Start of DATA RECORDS

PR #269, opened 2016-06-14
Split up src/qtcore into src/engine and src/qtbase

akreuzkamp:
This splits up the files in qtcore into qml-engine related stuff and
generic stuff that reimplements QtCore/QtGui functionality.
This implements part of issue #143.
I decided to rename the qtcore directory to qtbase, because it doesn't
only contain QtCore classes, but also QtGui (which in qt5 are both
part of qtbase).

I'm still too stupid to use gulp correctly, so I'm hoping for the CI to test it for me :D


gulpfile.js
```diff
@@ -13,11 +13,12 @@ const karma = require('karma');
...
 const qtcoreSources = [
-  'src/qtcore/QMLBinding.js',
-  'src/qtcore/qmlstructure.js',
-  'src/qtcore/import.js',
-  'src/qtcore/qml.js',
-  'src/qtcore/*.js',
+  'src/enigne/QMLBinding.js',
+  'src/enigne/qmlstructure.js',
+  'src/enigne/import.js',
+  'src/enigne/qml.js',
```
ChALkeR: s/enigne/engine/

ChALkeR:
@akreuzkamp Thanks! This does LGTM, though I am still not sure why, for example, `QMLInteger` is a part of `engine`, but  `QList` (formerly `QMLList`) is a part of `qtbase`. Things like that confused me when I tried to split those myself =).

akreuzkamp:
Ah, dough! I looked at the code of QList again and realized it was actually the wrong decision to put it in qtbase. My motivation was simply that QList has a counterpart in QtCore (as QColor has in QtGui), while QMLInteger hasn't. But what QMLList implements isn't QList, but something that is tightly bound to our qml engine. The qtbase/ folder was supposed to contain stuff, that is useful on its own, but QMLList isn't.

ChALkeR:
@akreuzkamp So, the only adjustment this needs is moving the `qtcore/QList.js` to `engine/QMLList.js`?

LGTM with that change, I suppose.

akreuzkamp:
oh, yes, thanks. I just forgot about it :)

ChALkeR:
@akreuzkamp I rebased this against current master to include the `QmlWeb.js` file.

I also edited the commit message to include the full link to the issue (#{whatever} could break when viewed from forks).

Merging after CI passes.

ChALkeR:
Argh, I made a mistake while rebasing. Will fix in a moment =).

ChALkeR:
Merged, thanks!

End of DATA RECORDS
Start of DATA RECORDS

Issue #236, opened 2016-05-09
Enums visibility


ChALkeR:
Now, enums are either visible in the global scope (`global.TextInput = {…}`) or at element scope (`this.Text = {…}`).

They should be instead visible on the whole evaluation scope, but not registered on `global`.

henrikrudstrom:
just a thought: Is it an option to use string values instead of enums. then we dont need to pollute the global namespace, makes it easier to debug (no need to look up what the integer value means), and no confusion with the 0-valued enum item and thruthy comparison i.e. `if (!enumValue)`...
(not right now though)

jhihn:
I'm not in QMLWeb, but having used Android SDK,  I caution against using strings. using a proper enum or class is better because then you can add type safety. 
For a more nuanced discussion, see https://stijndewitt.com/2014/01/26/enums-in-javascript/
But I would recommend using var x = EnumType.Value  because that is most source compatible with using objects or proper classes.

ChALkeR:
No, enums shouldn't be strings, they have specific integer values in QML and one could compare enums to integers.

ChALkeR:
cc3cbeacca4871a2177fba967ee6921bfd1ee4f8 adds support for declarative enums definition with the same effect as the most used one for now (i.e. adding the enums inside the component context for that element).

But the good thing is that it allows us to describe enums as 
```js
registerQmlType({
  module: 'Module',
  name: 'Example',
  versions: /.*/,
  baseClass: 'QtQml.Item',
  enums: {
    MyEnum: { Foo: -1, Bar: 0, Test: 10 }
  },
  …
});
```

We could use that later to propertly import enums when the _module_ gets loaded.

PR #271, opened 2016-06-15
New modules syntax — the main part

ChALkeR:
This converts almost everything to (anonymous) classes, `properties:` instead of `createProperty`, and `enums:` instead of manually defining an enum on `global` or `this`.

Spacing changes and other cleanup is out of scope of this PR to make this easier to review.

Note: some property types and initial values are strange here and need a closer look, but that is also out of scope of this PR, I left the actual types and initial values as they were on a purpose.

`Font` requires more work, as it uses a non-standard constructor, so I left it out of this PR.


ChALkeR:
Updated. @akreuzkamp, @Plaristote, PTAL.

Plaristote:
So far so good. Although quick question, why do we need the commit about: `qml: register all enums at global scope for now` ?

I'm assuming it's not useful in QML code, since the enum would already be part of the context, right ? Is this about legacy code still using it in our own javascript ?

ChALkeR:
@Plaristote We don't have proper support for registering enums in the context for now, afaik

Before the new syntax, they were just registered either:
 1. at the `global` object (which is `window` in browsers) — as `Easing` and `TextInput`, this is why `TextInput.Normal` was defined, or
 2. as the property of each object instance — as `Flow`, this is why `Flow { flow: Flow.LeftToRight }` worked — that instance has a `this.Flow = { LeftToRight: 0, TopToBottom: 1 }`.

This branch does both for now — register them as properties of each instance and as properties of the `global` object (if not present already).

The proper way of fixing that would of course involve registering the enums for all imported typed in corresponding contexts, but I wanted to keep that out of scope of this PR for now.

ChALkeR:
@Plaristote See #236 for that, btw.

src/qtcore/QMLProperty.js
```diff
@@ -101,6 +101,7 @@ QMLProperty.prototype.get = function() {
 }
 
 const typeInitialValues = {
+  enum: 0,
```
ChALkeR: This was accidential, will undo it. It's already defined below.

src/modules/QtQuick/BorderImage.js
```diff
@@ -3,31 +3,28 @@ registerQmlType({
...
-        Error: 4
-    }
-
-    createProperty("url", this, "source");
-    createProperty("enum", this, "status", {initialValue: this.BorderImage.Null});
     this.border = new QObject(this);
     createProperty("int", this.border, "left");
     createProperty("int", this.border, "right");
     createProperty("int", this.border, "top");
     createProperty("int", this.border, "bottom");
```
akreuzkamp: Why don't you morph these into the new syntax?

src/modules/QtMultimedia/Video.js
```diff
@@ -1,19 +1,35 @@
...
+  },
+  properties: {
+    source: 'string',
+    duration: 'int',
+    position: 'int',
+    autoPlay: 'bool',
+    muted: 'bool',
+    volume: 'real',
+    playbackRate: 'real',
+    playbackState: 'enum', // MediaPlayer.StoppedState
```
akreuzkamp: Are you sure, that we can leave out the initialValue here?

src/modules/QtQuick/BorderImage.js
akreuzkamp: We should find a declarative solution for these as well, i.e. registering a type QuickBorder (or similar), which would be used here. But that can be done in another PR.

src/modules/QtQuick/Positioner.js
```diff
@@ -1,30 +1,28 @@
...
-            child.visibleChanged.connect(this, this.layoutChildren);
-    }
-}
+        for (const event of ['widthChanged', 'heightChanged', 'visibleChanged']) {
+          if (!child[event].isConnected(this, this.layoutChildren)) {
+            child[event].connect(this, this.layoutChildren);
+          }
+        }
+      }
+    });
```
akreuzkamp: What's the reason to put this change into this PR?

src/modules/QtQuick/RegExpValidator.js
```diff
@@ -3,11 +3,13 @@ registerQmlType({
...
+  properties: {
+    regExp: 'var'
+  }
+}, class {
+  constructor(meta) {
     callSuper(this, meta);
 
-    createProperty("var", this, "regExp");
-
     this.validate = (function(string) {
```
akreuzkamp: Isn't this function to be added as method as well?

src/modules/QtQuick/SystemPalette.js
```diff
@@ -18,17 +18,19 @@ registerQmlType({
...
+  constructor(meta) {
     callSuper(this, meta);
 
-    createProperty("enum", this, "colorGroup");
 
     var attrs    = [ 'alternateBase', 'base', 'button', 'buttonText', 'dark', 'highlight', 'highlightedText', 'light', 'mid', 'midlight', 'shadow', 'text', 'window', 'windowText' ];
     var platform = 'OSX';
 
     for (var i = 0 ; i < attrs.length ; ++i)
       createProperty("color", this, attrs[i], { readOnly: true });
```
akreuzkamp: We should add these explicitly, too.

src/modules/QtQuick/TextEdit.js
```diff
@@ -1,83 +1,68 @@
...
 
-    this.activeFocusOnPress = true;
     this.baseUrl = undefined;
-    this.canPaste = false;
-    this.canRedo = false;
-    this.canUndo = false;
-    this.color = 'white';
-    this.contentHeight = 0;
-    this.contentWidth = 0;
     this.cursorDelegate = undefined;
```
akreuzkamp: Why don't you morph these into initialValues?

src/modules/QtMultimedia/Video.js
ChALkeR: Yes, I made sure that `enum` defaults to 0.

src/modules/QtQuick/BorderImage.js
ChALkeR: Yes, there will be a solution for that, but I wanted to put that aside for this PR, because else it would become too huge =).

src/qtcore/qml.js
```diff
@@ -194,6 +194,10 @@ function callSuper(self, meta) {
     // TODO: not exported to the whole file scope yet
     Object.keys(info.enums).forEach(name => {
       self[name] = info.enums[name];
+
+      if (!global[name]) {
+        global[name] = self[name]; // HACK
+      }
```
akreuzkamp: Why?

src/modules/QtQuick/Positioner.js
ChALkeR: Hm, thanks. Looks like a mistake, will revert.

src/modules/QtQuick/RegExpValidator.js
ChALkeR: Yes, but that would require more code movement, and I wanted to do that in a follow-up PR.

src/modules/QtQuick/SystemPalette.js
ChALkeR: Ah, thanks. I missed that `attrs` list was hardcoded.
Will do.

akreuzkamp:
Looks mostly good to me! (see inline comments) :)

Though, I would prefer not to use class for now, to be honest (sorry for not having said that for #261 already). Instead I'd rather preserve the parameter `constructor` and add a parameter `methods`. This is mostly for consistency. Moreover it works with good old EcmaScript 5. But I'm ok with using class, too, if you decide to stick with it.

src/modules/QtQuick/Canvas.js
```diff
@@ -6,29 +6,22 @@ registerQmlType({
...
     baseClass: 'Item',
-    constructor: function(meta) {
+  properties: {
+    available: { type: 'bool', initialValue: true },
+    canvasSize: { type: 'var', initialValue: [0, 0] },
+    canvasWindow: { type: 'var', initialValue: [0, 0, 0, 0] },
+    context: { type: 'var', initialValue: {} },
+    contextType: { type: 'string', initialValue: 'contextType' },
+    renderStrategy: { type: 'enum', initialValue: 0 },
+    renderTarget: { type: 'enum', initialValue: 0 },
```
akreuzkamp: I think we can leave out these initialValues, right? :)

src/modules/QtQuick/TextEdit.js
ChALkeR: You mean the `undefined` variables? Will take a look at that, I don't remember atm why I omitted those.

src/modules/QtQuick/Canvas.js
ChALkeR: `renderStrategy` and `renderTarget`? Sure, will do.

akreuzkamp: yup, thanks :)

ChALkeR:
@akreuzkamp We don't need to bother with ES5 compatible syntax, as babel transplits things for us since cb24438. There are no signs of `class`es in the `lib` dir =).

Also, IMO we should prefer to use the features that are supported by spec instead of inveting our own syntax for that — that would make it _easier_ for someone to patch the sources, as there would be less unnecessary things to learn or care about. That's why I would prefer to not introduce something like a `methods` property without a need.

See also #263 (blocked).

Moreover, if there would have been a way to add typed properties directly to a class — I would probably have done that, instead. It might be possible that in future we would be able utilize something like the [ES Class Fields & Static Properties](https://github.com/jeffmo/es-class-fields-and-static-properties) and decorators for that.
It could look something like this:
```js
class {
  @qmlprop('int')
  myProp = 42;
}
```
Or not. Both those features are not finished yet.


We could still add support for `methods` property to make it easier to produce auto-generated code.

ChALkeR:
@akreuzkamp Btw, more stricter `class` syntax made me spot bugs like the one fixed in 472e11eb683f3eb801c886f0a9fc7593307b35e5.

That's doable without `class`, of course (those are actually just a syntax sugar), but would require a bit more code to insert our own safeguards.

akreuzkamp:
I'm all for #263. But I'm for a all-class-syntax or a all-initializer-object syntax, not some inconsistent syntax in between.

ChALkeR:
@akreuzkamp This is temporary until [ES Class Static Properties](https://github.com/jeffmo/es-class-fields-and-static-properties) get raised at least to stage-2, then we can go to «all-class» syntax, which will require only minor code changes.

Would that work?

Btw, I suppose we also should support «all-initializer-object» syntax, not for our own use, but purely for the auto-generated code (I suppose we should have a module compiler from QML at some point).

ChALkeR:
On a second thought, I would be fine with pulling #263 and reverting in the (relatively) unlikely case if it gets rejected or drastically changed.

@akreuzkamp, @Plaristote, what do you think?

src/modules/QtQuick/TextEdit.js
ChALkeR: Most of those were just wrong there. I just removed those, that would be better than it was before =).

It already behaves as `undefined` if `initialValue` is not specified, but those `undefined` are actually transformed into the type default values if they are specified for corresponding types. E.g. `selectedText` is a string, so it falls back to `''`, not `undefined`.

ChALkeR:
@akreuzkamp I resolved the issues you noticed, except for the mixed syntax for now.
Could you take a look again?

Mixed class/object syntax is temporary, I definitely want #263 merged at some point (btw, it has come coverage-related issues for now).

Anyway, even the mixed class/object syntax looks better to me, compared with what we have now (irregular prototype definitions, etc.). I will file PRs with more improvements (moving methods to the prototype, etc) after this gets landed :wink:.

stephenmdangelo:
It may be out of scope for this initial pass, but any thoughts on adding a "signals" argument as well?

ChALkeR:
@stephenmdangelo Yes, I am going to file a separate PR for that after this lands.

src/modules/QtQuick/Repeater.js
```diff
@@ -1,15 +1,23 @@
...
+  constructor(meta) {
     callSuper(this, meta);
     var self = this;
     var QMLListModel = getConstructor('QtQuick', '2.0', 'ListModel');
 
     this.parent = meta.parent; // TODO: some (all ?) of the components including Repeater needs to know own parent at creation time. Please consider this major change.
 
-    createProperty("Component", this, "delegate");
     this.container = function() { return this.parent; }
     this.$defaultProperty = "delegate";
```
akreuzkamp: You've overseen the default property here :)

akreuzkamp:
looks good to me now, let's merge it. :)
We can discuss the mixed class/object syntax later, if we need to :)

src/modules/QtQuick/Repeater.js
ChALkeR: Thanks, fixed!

End of DATA RECORDS

* PROMPT *
Counting only lines that hold the string "static", how many are there in the listing above? Give that number by itself.

* REPLY *
2